Tiny Massachusetts auction house Altair made a splashy debut this March with a $1.7m vase that the Boston Globe noticed didn’t seem right. Now the paper has pretty convincing evidence that the work of art was bought a year earlier in Iowa for under $5,000 and is simply a 20th Century reproduction of the 18th Century piece it purported to be. That has left Benjamin Wang, the owner of Altair, scrambling to save face:
Wang and his lawyer, [Orestes] Brown, say that the vase seller, Hua, gave them the false provenance, the documented history of ownership that buyers rely on in part to determine the value of art and antiques.
According to Brown, Hua also attached a sticker to the bottom of the vase showing it had last been auctioned on Feb. 23, 1989, at a Christie’s sale in South Kensington, England. Wang said Hua had a receipt from the sale.

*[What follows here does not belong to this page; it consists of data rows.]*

PR #4092, opened 2025-02-28
Add macro for group_mean_continuity_check

krivard:
# Overview

Three tables require a `group_mean_continuity_check`, which does the following:

1. Group by a specified column
2. Compute the mean of each group
3. Compute the percent change between successive groups
4. Check against a per-column threshold

This PR contains a draft for a possible implementation.

## What did you change?

- New macro, `group_mean_continuity_check(group_column, max_pct_change)`
- Demo of macro in use for `_core_eia923__cooling_system_information`, using columns and thresholds from [`transform/eia923.py`](https://github.com/catalyst-cooperative/pudl/blob/7ab320421f2e08438469500feec9335f9e5cee86/src/pudl/transform/eia923.py#L1340)

## Debatable design choices

- This is written as a column-level check
  - pros: macro source is simple (no loops); keeps all checks for a column together in the column entry
  - cons: the grouping column is replicated in each data-test entry
  - options: could rewrite as a table-level check with a list of columns and thresholds. We'd replicate column names doing that, but the existing python solution does it that way so maybe past-catalyst already decided that's superior?
 - Currently no support for `n_outliers_allowed`, which is definitely a blocker
   - options: maybe query with an offset?

### DIFF
--- a/dbt/macros/group_mean_continuity_check.sql
+++ b/dbt/macros/group_mean_continuity_check.sql
@@ -1,0 +1,23 @@
+{% test group_mean_continuity_check(model, column_name, group_column, max_pct_change) %}
+
+with GroupMean as (
+    select
+    {{ group_column }},
+    avg({{ column_name }}) as mean
+    from {{ model }}
+    group by {{ group_column }}
+),
+Continuity as (
+    select
+    {{ group_column }},
+    mean as newer_value,
+    LAG(mean) OVER (order by {{ group_column }}) as older_value
+    from GroupMean
+)
+select
+{{ group_column }},
+abs(newer_value - older_value)/older_value as pct_change
+from Continuity
+where newer_value is not null and older_value is not null and pct_change >= {{ max_pct_change }}
+
+{% endtest %}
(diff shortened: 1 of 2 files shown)


marianneke (commented):
I have a question: you mention pct change between successive groups. This suggests the group column is inherently ordered, right? Is this something you would generally expect to be the case?

I guess what I'm saying is: to me it is not intuitive that a "group" is always an ordered thing. Maybe this variable name should be changed to something that makes it clear that it is both a partition and something that has an inherent order to it

krivard:
@aesharpe even though 2 of the 3 arguments for the test are intended to be identical across all the column tests within a table? and if they ever change, we have to update N lines instead of just one?

I can live with that; I just want to make sure the impact is clear before we decide.

aesharpe:
> @aesharpe even though 2 of the 3 arguments for the test are intended to be identical across all the column tests within a table? and if they ever change, we have to update N lines instead of just one?
> 
> I can live with that; I just want to make sure the impact is clear before we decide.

Yes, this is good clarification. I think it's important to be able to customize things like `max_fr_change` and `n_outliers_allowed` to each column, hence, column level test :)

Issue #4088, opened 2025-02-25
Define schema for imputed EIA 930 tables


zschira:
### Background
As we apply imputation methods to EIA 930 demand data, we will be adding new columns/tables. These schema changes and additions are relatively minor/constrained, but there's a few questions worth discussing before diving too deep into this work.

### General approach
Generally, we can follow the conventions set by the `out_ferc714__hourly_estimated_state_demand` table where we currently do demand imputation. This means we will produce the following tables:

#### `out_eia930__hourly_estimated_subregion_demand`
- balancing_authority_code_eia
- balancing_authority_subregion_code_eia
- datetime_utc
- demand_mwh

#### `out_eia930__hourly_estimated_operations`
- balancing_authority_code_eia
- datetime_utc
- demand_mwh
- demand_forecast_mwh
- net_generation_mwh (if we apply imputation to net generation)

#### What to do with interchange
The upstream table `core_eia930__hourly_estimated_operations` includes interchange, but we don't plan to apply our imputation methods to interchange. Given that fact, it probably wouldn't make sense to include interchange in the `out_eia930__hourly_estimated_operations`, but maybe it would be convenient for users so they could just use the output table?

#### Should we create spatially aggregated output tables?
The imputed 930 release on zenodo which we're comparing against includes aggregations to the region, interconnect and contiguous US levels. Should we produce output tables at each of these levels of aggregation?

zaneselvans:
@zschira I don't know if `out_ferc714_hourly_estimated_state_demand` is quite the right model here. It's based on the imputed hourly data, but there's also a bunch of spatial allocation of demand that happens in there, so the results are much further removed from the originally reported data than what we're looking at doing with the EIA-930.

## New Intermediate FERC-714 Outputs

In fact... it seems that right now we aren't publishing anything from the FERC-714 data that's analogous to the imputed version of the EIA-930 data, which doesn't seem great -- users should be able to use the imputed time series for their own purposes at the originally reported spatial / entity resolution, and it would be helpful to have the imputed version of FERC-714 for direct comparison with the imputed version of EIA-930. How hard would it be to create a new intermediate FERC-714 asset that includes the imputed demand values, before the spatial reallocation has happened?  I think when we were originally developing this process, we weren't as able to process and distribute large tables, and so we probably over-economzied on the outputs that were getting saved.

[...]

PR #4113, opened 2025-03-05
Refactor Time series cleaning

### LINKED ISSUE #4112: Refactor/generalize existing timeseries cleaning
## Overview

This issue will track refactoring of the existing timeseries cleaning code, which is applied to FERC714 hourly demand data. The goal is to generalize the existing implementation so it can be applied to EIA 930 data as well. This should also include a slight restructuring of the FERC 714 tables as discussed in #4088.

- [x] Create generic imputation functions that can be used for either FERC-714 or EIA-930
- [x] Add imputed (but not aggregated to the state level) assets for FERC-714
- [x] Check old vs new imputed FERC-714 outputs for regressions -- should be nearly identical
- [x] Update docstrings to reflect new generic code
- [x] Add imputation reason codes to FERC-714 outputs

zschira:
# Overview

Closes #4112 .

This PR generalizes our timeseries cleaning/imputation code currently used on FERC 714 hourly demand data so it can also be applied to EIA 930. It will also restructure FERC 714 tables as discussed in #4088, and test that the new implementation does not break the FERC 714 imputation.

# Scope

### Generalize Timeseries imputation
- [x] Decouple timeseries cleaning from FERC 714
- [x] Update all docstrings/comments to remove references to 714 in generic timeseries cleaning code
- [x] Create new FERC 714 assets and reorganize where assets live as discussed in #4088
- [x] Update table metadata for new assets
- [x] Verify that changes have not impacted downstream 714 asset, `out_ferc714__hourly_estimated_state_demand`
- [x] Fix timeseries unit test

### Add imputation reason code table
- [x] Define core code table
- [x] Add code column to all imputed tables

## Out of scope
- Improve resource management to enable imputation on many timeseries' (930 sub region demand is relatively small and doesn't blow up resources so not necessary for initial pr)
- Apply imputation to `core_eia930__hourly_operations` table on BA level demand/net generation
- Define aggregated tables to region/interconnect levels
- Test imputation on `core_eia930__hourly_subregion_demand`


src/pudl/metadata/resources/ferc714.py
```diff
@@ -59,6 +59,47 @@
...
+            "in the hour 24 location of the form have a timestamp with an hour reported as "
+            "T24 while the remaining third report this as T00 of the next day. T24 is not a "
+            "valid format for the hour of a datetime, so we convert these T24 hours into "
+            "T00 of the next day. A smaller subset of the respondents reports the 24th hour "
+            "as the last second of the day - we also convert these records to the T00 of the "
+            "next day.\n\nThis table includes three respondent ID columns: one from the "
+            "CSV raw source, one from the XBRL raw source and another that is PUDL-derived "
+            "that links those two source ID's together. This table has filled in source IDs "
+            "for all records so you can select the full timeseries for a given respondent from "
+            "any of these three IDs."
```
zaneselvans, line 83: Rather than cut and pasting the entire description here, it might make sense to reference the core table with a minimal explanation of where it's coming from, and then describe what is new about this table compared to that one in more detail, i.e. the imputed values, which aren't mentioned here.

src/pudl/metadata/resources/ferc714.py
```diff
@@ -59,6 +59,47 @@
...
+        "schema": {
+            "fields": [
+                "respondent_id_ferc714",
+                "respondent_id_ferc714_csv",
+                "respondent_id_ferc714_xbrl",
+                "report_date",
+                "datetime_utc",
+                "timezone",
+                "demand_reported_mwh",
+                "demand_imputed_mwh",
```
zaneselvans, line 94: Need to add the imputation code right?

src/pudl/analysis/timeseries_cleaning.py
zaneselvans, line 1: Basically this is just migrating all of the bespoke demand time series massaging that we were doing over in the state demand module, right?

A fair bit of the infrastructure in here feels more specific than "time series" in general. Is there a narrower type of time series that we're really talking about? Hourly demand and generation?

src/pudl/analysis/state_demand.py
```diff
@@ -586,6 +141,25 @@ def total_state_sales_eia861(
...
+    """Impute hourly demand on core_ferc714__hourly_planning_area_demand table."""
+    df = pudl.analysis.timeseries_cleaning.impute_timeseries(
+        core_ferc714__hourly_planning_area_demand,
+        years=context.resources.dataset_settings.ferc714.years,
+        value_col="demand_mwh",
+        id_col="respondent_id_ferc714",
+    )
+    return df.drop_duplicates(subset=["respondent_id_ferc714", "datetime_utc"])
+
+
```
zaneselvans, line 162: This and the other `out_ferc714` assets feel like they would be more intuitively found in the `pudl.output.ferc714` module now, since they don't just pertain to the State Demand outputs.

src/pudl/analysis/timeseries_cleaning.py
```diff
@@ -1299,3 +1322,319 @@ def summarize_imputed(self, imputed: np.ndarray, mask: np.ndarray) -> pd.DataFra
...
+
+    Args:
+        df: FERC 714 hourly demand matrix,
+            as described in :func:`load_ferc714_hourly_demand_matrix`.
+        tz: FERC 714 respondent time zones,
+            as described in :func:`load_ferc714_hourly_demand_matrix`.
+
+    Returns:
+        Long-format hourly demand with columns ``respondent_id_ferc714``, report
+        ``year`` (int), ``datetime_utc``, and ``demand_mwh``.
```
zaneselvans, line 1393: Need to update all the docstrings to be generic but you know that.

src/pudl/analysis/state_demand.py
```diff
@@ -117,404 +70,6 @@ def lookup_state(state: str | int) -> dict:
...
-            else x.name
-        ).dt.tz_localize(None)
-    )
-
-
-# --- Datasets: References --- #
-
-
-def load_ventyx_hourly_state_demand(path: str) -> pd.DataFrame:
-    """Read and format Ventyx hourly state-level demand.
```
zaneselvans, line 190: This function for checking our outputs seems to have disappeared. Is that intentional?

zaneselvans (changes requested):
Some data issues that need to be explored:

- Why do we end up with more null values in the imputed outputs than the input data sometimes? Identify cases where this is happening and try to figure out what makes them different from the other areas that are getting imputed.
- What is the appropriate collection of correlated demand time series to use when imputing the BA subregions? Smaller regions are likely going to be noisier, and there are not very many subregions compared to the whole universe of BAs. Should we be using all of the whole BA time series? Instead of / In addition to the subregions? What if we just used the other subregions from within a single BA?  Would that be enough information to get a reasonable imputation? Do they tend to have correlated NA values? Of all the demand time series, which ones are the most valuable / important for modeling use cases?
- Do the BA subregions accurately aggregate up to the reported demand from the whole BAs they represent?  Needs a visualization. Could be a correlation scatterplot.

zaneselvans:
Looking at a few places where the subregion demand has been imputed, it seems like the demand curves are more variable than for the full BAs and the imputed values aren't particularly smooth. E.g. PGAE in CAISO in Feb 2019:

```py
start_date = "2019-02-01"
end_date = "2019-02-14"
df = out_sub_eia930.set_index(["balancing_authority_code_eia", "balancing_authority_subregion_code_eia", "datetime_utc"]).sort_index()
df.loc[("CISO", "PGAE", slice(start_date, end_date)), ["demand_reported_mwh", "demand_imputed_mwh"]].plot()
```

image

zaneselvans:
Looking at how the null-ness of the different BA subregions changes before/after the imputation, there are a number that end up *more* null which seems like it warrants further investigation:

```py
df = (
    out_sub_eia930
    .groupby(
        [
            "balancing_authority_code_eia",
            "balancing_authority_subregion_code_eia"
        ],
        observed=True
    )[
        [
            "demand_reported_mwh",
            "demand_imputed_mwh"
        ]
    ]
    .count()
    .assign(
        ratio=lambda x: x["demand_imputed_mwh"] / x["demand_reported_mwh"]
    )
)
df
```
|                  |   demand_reported_mwh |   demand_imputed_mwh |    ratio |
|:-----------------|----------------------:|---------------------:|---------:|
| ('CISO', 'PGAE') |                 52513 |                52607 | 1.00179  |
| ('CISO', 'SCE')  |                 52513 |                52607 | 1.00179  |
| ('CISO', 'SDGE') |                 52513 |                52607 | 1.00179  |
| ('CISO', 'VEA')  |                 52513 |                43823 | 0.834517 |
| ('ERCO', 'COAS') |                 49081 |                52608 | 1.07186  |
| ('ERCO', 'EAST') |                 49081 |                52608 | 1.07186  |
| ('ERCO', 'FWES') |                 49075 |                52608 | 1.07199  |
| ('ERCO', 'NCEN') |                 49076 |                52608 | 1.07197  |
| ('ERCO', 'NRTH') |                 49079 |                52608 | 1.0719   |
| ('ERCO', 'SCEN') |                 49081 |                52608 | 1.07186  |
| ('ERCO', 'SOUT') |                 49081 |                52608 | 1.07186  |
| ('ERCO', 'WEST') |                 49081 |                52608 | 1.07186  |
| ('ISNE', '4001') |                 52607 |                52607 | 1        |
| ('ISNE', '4002') |                 52607 |                52607 | 1        |
| ('ISNE', '4003') |                 52607 |                52607 | 1        |
| ('ISNE', '4004') |                 52607 |                52607 | 1        |
| ('ISNE', '4005') |                 52607 |                52607 | 1        |
| ('ISNE', '4006') |                 52607 |                52607 | 1        |
| ('ISNE', '4007') |                 52607 |                52607 | 1        |
| ('ISNE', '4008') |                 52607 |                52607 | 1        |
| ('MISO', '0001') |                 52573 |                52608 | 1.00067  |
| ('MISO', '0004') |                 52573 |                52608 | 1.00067  |
| ('MISO', '0006') |                 52573 |                52608 | 1.00067  |
| ('MISO', '0027') |                 52573 |                52608 | 1.00067  |
| ('MISO', '0035') |                 52573 |                52608 | 1.00067  |
| ('MISO', '8910') |                 52573 |                52608 | 1.00067  |
| ('NYIS', 'ZONA') |                 52604 |                52607 | 1.00006  |
| ('NYIS', 'ZONB') |                 52604 |                52607 | 1.00006  |
| ('NYIS', 'ZONC') |                 52604 |                52607 | 1.00006  |
| ('NYIS', 'ZOND') |                 52604 |                52607 | 1.00006  |
| ('NYIS', 'ZONE') |                 52604 |                52607 | 1.00006  |
| ('NYIS', 'ZONF') |                 52604 |                52607 | 1.00006  |
| ('NYIS', 'ZONG') |                 52604 |                52607 | 1.00006  |
| ('NYIS', 'ZONH') |                 52604 |                52607 | 1.00006  |
| ('NYIS', 'ZONI') |                 52604 |                52607 | 1.00006  |
| ('NYIS', 'ZONJ') |                 52604 |                52607 | 1.00006  |
| ('NYIS', 'ZONK') |                 52604 |                52607 | 1.00006  |
| ('PJM', 'AE')    |                 52389 |                52607 | 1.00416  |
| ('PJM', 'AEP')   |                 52389 |                52607 | 1.00416  |
| ('PJM', 'AP')    |                 52389 |                52607 | 1.00416  |
| ('PJM', 'ATSI')  |                 52389 |                52607 | 1.00416  |
| ('PJM', 'BC')    |                 52389 |                52607 | 1.00416  |
| ('PJM', 'CE')    |                 52389 |                52607 | 1.00416  |
| ('PJM', 'DAY')   |                 52389 |                52607 | 1.00416  |
| ('PJM', 'DEOK')  |                 52389 |                52607 | 1.00416  |
| ('PJM', 'DOM')   |                 52389 |                52607 | 1.00416  |
| ('PJM', 'DPL')   |                 52389 |                52607 | 1.00416  |
| ('PJM', 'DUQ')   |                 52389 |                52607 | 1.00416  |
| ('PJM', 'EKPC')  |                 52389 |                52607 | 1.00416  |
| ('PJM', 'JC')    |                 52389 |                52607 | 1.00416  |
| ('PJM', 'ME')    |                 52389 |                52607 | 1.00416  |
| ('PJM', 'PE')    |                 52389 |                52607 | 1.00416  |
| ('PJM', 'PEP')   |                 52389 |                52607 | 1.00416  |
| ('PJM', 'PL')    |                 52389 |                52607 | 1.00416  |
| ('PJM', 'PN')    |                 52389 |                52607 | 1.00416  |
| ('PJM', 'PS')    |                 52389 |                52607 | 1.00416  |
| ('PJM', 'RECO')  |                 52389 |                17544 | 0.334879 |
| ('PNM', 'PNM')   |                 52415 |                52607 | 1.00366  |
| ('PNM', 'TSGT')  |                 52415 |                52607 | 1.00366  |
| ('SWPP', 'CSWS') |                 52511 |                43848 | 0.835025 |
| ('SWPP', 'EDE')  |                 52511 |                43848 | 0.835025 |
| ('SWPP', 'GRDA') |                 52511 |                43848 | 0.835025 |
| ('SWPP', 'INDN') |                 52511 |                43848 | 0.835025 |
| ('SWPP', 'KACY') |                 52511 |                43848 | 0.835025 |
| ('SWPP', 'KCPL') |                 52511 |                43848 | 0.835025 |
| ('SWPP', 'LES')  |                 52511 |                43848 | 0.835025 |
| ('SWPP', 'MPS')  |                 52511 |                43848 | 0.835025 |
| ('SWPP', 'NPPD') |                 52511 |                43848 | 0.835025 |
| ('SWPP', 'OKGE') |                 52511 |                43848 | 0.835025 |
| ('SWPP', 'OPPD') |                 52511 |                43848 | 0.835025 |
| ('SWPP', 'SECI') |                 52511 |                43848 | 0.835025 |
| ('SWPP', 'SPRM') |                 52511 |                43848 | 0.835025 |
| ('SWPP', 'SPS')  |                 52511 |                43848 | 0.835025 |
| ('SWPP', 'WAUE') |                 52511 |                43848 | 0.835025 |
| ('SWPP', 'WFEC') |                 52511 |                43848 | 0.835025 |
| ('SWPP', 'WR')   |                 52511 |                43848 | 0.835025 |

zaneselvans:
@zschira I think we decided to make this PR just the generalization of the imputation code and its application to the FERC-714 data right?  With new EIA-930 work to come in a second PR.

src/pudl/metadata/resources/ferc714.py
zschira: > Need to add the imputation code right?
Updated

> Also, should we use the same naming convention as in the EIA-930 here indicating who is doing the imputation (pudl)? Hmm.

I think that's reasonable for consistency, I've updated to that pattern.

src/pudl/analysis/timeseries_cleaning.py
zschira: That's all we have plans to apply this to right now, are there any other cases where this imputation might be applicable, or should we just make it specific to those?

src/pudl/analysis/state_demand.py
zschira: Moved

src/pudl/analysis/timeseries_cleaning.py
zschira: I think I've fixed all the docstrings now

src/pudl/output/eia930.py
```diff
@@ -0,0 +1,43 @@
+"""Functions for compiling derived aspects of the EIA 930 data."""
+
+import pandas as pd
+from dagster import asset
+
+import pudl.analysis.timeseries_cleaning
+
+BA_TIMEZONE_MAP = {
+    "CISO": "America/Los_Angeles",
+    "ERCO": "America/Denver",
```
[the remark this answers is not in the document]
zschira: Holding off on all 930 specific stuff for next PR

zschira:
@zaneselvans I've updated the scope to make it specific to the refactoring and not include subregion demand. Last steps are to finish regression testing the downstream 714 assets, and fix a `timeseries_cleaning` specific unit test. I'm doing to the regression testing in a notebook that I'll push to this PR once it's ready.

src/pudl/analysis/state_demand.py
```diff
@@ -17,23 +17,12 @@
...
-
 import geopandas as gpd
-import numpy as np
 import pandas as pd
-from dagster import AssetOut, Field, asset, multi_asset
+from dagster import Field, asset
 
-import pudl.analysis.timeseries_cleaning
-import pudl.logging_helpers
-import pudl.output.pudltabl
```
zschira, line 31: For some reason when you remove this `import pudl.output.pudltabl` I end up getting a circular import error, which is breaking the tests right now. `pudltabl` was already not being used here before, so it's completely extraneous but also apparently load bearing. I'll keep trying to figure this out, but I've spent awhile already debugging. @zaneselvans let me know if you have any thoughts on this weird one.

src/pudl/analysis/imputation/timeseries_cleaning.py
```diff
@@ -0,0 +1,1654 @@
+"""Screen timeseries for anomalies and impute missing and anomalous values.
```
zschira, line 1: I moved imputation stuff into a subpackage so we could do more generic imputation within here if that makes sense.

src/pudl/analysis/imputation/timeseries_cleaning.py
```diff
@@ -0,0 +1,1654 @@
...
+    """Return DataFrame with localized ``datetime`` converted back to ``datetime_utc``."""
+    # Convert local times to UTC
+    input_df["datetime_utc"] = _local_to_utc(
+        input_df["datetime"], input_df["utc_offset"]
+    )
+    return input_df
+
+
+@dataclass
+class FlaggedTimeseries:
```
zschira, line 191: TUrned this into just a data type that gets passed around, because the state management of the old class was really confusing and felt error prone to me.

zschira: Otherwise haven't modified the methods below

src/pudl/analysis/imputation/timeseries_cleaning.py
```diff
@@ -0,0 +1,1654 @@
...
+            logger.info(f"{msg}:\n{report}")
+    # Drop respondents with no data
+    blank = df.columns[df.isnull().all()].tolist()
+    df = df.drop(columns=blank)
+    # Report dropped respondents (with no data)
+    logger.info(f"Dropped blank respondents: {blank}")
+    return df
+
+
+def impute_timeseries_asset_factory(
```
zschira, line 1555: I've turned this into an asset factory that does imputation in 3 steps:
1. pivot to timeseries matrix
2. flag values for imputation
3. impute values and melt back into original shape with new columns

I decided to turn this into assets, because it reduces peak memory usage a bit to offload intermediate products to disk.

src/pudl/analysis/timeseries_cleaning.py
zaneselvans: This particular algorithm is pretty dedicated to timeseries with some periodicity / seasonality so I don't think it'll end up anywhere else.

src/pudl/analysis/state_demand.py
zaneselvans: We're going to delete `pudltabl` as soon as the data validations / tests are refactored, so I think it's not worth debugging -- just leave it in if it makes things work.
Issue #4095, opened 2025-02-28
Migrate group_mean_continuity_check validation tests to DBT


aesharpe:

aesharpe:
Paused investigation on this in order to get the rest of the tests migrated

krivard:
Confirmed that:

* this is still happening with an otherwise-working Dagster env
* because they are currently implemented as Dagster asset checks, they're not blocking removal of pudl/test/validate

PR #4116, opened 2025-03-06
Add model/table-level macro for group_mean_continuity_check

krivard:
Alternate implementation of #4092. Would contribute to completion of #4095.

Where #4092 implements this check at the column level, this PR implements it at the model/table level, which significantly reduces the amount of duplicated information in the `schema.yml` files that use it... at the possible expense of having to build a pretty complicated query.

But Wang, who is supposed to authenticate a piece’s value, never checked with Christie’s or asked to see Hua’s sales slip in evaluating the vase, according to his lawyer. Instead, he concluded that the piece was an authentic 18th-century vase, not a modern copy, based on his own art expertise and the word of a consultant provided by Hua, Wang said.
In Iowa, the torn Christie’s sticker on the vase’s bottom had an illegible number.
If Wang had investigated the sticker on the bottom of the vase — marked “297” under a Christie’s label — he would have figured out the deception immediately. Lot 297 in the February 23, 1989, Christie’s auction in South Kensington was not even a vase: according to a Christie’s spokewoman, it was a 10¼-inch blanc de chine statuette of Guanyin, Buddhism’s goddess of compassion. It had an estimated value of about $100.